[Input data]:
PR #6902, opened 2025-04-29
feat(php): Custom package path

ajgateno:
This PR adds the ability to configure a custom package path under which source files will be generated.


generators/php/base/src/project/PhpProject.ts
```diff
@@ -43,7 +44,17 @@ export class PhpProject extends AbstractProject<AbstractPhpGeneratorContext<Base
...
+        this.packagePathPrefix = "";
+        if (this.context.customConfig.packagePath != null) {
+            this.packagePathPrefix = this.context.customConfig.packagePath;
+            if (!this.packagePathPrefix.endsWith("/")) {
+                this.packagePathPrefix += "/";
+            }
+            if (!this.packagePathPrefix.startsWith("/")) {
+                this.packagePathPrefix = "/" + this.packagePathPrefix;
+            }
+        }
```
amckinney, line 56: Thoughts on turning this into a helper function so that we can just set the result directly?

```typescript
this.packagePathPrefix = getPackagePathPrefix(this.context.customConfig.packagePath);
```

The parameter is just pass by value so I can think we can just do something along the lines of:
```typescript
private getPackagePathPrefix(packagePath?: string): string {
  if (!packagePath) {
    return "";
  }
  if (!packagePath.endsWith("/")) {
    packagePath += "/";
  }
  if (!packagePath.startsWith("/")) {
    packagePath = "/" + packagePath;
  }
  return packagePath;
}
```

amckinney (approved):
Nice looks good! Just a nit for a helper function.

generators/php/base/src/project/PhpProject.ts
ajgateno: done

[How to complete this task]: Give back the data exactly.

[Solution for this problem]:
PR #6902, opened 2025-04-29
feat(php): Custom package path

ajgateno:
This PR adds the ability to configure a custom package path under which source files will be generated.


generators/php/base/src/project/PhpProject.ts
```diff
@@ -43,7 +44,17 @@ export class PhpProject extends AbstractProject<AbstractPhpGeneratorContext<Base
...
+        this.packagePathPrefix = "";
+        if (this.context.customConfig.packagePath != null) {
+            this.packagePathPrefix = this.context.customConfig.packagePath;
+            if (!this.packagePathPrefix.endsWith("/")) {
+                this.packagePathPrefix += "/";
+            }
+            if (!this.packagePathPrefix.startsWith("/")) {
+                this.packagePathPrefix = "/" + this.packagePathPrefix;
+            }
+        }
```
amckinney, line 56: Thoughts on turning this into a helper function so that we can just set the result directly?

```typescript
this.packagePathPrefix = getPackagePathPrefix(this.context.customConfig.packagePath);
```

The parameter is just pass by value so I can think we can just do something along the lines of:
```typescript
private getPackagePathPrefix(packagePath?: string): string {
  if (!packagePath) {
    return "";
  }
  if (!packagePath.endsWith("/")) {
    packagePath += "/";
  }
  if (!packagePath.startsWith("/")) {
    packagePath = "/" + packagePath;
  }
  return packagePath;
}
```

amckinney (approved):
Nice looks good! Just a nit for a helper function.

generators/php/base/src/project/PhpProject.ts
ajgateno: done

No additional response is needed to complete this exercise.